------ Supplied material
PR #437, opened 2018-07-20
correct key of the temporary jail property exec_start

gronke:
Fixes an issue where jail services were started before the update process. The jail config property `exec.start` does not exist and was corrected to `exec_start`. Services are no longer started during updates of releases and jails.

### DIFF
--- a/iocage/lib/ResourceUpdater.py
+++ b/iocage/lib/ResourceUpdater.py
@@ -122,7 +122,7 @@ class Updater:
                     "basejail": False,
                     "allow_mount_nullfs": "1",
                     "release": self.release.name,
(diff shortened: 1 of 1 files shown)


iocage/lib/ResourceUpdater.py
```diff
@@ -122,7 +122,7 @@ def temporary_jail(self) -> 'iocage.lib.Jail.JailGenerator':
                     "basejail": False,
                     "allow_mount_nullfs": "1",
                     "release": self.release.name,
-                    "exec.start": None,
+                    "exec_start": None,
```
igalic: this should be fixed … generally.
------------
### [Assignment]
Each line of the listing has to be repeated exactly in the reply.

### [The answer]
PR #437, opened 2018-07-20
correct key of the temporary jail property exec_start

gronke:
Fixes an issue where jail services were started before the update process. The jail config property `exec.start` does not exist and was corrected to `exec_start`. Services are no longer started during updates of releases and jails.

### DIFF
--- a/iocage/lib/ResourceUpdater.py
+++ b/iocage/lib/ResourceUpdater.py
@@ -122,7 +122,7 @@ class Updater:
                     "basejail": False,
                     "allow_mount_nullfs": "1",
                     "release": self.release.name,
(diff shortened: 1 of 1 files shown)


iocage/lib/ResourceUpdater.py
```diff
@@ -122,7 +122,7 @@ def temporary_jail(self) -> 'iocage.lib.Jail.JailGenerator':
                     "basejail": False,
                     "allow_mount_nullfs": "1",
                     "release": self.release.name,
-                    "exec.start": None,
+                    "exec_start": None,
```
igalic: this should be fixed … generally.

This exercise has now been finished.